Aim of the task: From the material below, pull each line containing the string "session".

Excerpted records:
Start of Block

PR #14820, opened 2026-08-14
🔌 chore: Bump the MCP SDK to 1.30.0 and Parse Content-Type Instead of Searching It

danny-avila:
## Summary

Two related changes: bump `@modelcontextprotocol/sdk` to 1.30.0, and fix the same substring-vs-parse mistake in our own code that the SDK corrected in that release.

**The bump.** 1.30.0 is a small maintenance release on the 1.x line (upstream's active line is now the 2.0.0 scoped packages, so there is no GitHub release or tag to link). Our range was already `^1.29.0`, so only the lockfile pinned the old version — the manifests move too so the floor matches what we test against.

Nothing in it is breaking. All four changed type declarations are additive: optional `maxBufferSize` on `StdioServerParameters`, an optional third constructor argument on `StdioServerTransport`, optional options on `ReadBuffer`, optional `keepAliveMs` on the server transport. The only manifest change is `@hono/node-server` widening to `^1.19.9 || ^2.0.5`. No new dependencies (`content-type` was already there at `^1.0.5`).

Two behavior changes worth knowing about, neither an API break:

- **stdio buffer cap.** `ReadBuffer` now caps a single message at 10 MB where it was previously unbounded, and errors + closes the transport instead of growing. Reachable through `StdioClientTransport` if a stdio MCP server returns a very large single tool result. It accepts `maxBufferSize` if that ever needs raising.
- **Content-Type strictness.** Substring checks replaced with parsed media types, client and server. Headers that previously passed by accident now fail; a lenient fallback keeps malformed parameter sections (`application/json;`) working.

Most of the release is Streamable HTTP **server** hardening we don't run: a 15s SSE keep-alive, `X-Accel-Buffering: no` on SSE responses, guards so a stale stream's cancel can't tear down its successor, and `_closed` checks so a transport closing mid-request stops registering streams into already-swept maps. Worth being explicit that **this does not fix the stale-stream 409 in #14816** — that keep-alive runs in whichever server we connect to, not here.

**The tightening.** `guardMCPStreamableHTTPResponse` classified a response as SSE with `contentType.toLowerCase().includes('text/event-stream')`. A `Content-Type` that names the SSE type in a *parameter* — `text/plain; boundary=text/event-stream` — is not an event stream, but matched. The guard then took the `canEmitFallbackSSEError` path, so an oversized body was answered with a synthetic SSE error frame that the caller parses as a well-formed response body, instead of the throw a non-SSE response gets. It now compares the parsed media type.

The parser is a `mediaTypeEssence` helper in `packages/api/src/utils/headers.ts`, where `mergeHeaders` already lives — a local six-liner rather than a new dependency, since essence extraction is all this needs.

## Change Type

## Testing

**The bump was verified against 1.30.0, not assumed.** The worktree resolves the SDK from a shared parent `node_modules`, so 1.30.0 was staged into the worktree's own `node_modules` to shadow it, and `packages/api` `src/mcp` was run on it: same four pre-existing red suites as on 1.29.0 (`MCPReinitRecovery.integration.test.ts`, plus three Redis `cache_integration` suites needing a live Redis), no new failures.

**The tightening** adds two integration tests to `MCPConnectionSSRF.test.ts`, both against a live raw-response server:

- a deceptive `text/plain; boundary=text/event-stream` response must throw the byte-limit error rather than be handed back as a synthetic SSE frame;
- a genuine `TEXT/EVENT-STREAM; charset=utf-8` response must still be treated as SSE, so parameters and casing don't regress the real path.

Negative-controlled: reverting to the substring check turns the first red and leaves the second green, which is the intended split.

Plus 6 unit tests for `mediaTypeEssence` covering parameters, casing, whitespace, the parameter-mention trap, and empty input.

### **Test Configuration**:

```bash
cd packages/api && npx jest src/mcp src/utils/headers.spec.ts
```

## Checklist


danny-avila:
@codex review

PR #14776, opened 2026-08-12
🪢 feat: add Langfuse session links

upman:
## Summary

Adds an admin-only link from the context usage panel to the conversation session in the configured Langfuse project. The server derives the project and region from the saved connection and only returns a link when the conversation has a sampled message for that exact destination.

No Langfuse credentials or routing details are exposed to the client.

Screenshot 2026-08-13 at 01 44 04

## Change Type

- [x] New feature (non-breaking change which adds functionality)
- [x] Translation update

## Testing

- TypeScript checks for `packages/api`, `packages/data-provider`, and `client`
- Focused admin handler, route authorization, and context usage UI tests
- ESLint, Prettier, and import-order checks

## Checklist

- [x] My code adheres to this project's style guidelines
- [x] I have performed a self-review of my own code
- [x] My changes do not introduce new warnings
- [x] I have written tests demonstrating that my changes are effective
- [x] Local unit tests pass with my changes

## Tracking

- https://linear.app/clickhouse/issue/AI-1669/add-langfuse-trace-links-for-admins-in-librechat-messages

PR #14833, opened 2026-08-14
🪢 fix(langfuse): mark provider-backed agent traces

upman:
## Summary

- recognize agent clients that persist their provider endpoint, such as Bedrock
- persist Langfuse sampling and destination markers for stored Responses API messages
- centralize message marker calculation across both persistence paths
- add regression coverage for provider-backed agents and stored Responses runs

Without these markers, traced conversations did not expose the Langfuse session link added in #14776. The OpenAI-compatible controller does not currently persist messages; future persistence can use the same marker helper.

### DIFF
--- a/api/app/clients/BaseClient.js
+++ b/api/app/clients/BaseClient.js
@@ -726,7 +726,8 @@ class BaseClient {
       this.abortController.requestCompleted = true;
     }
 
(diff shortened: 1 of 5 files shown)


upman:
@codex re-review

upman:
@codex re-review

End of Block

Response box:
🪢 feat: add Langfuse session links
Adds an admin-only link from the context usage panel to the conversation session in the configured Langfuse project. The server derives the project and region from the saved connection and only returns a link when the conversation has a sampled message for that exact destination.
Without these markers, traced conversations did not expose the Langfuse session link added in #14776. The OpenAI-compatible controller does not currently persist messages; future persistence can use the same marker helper.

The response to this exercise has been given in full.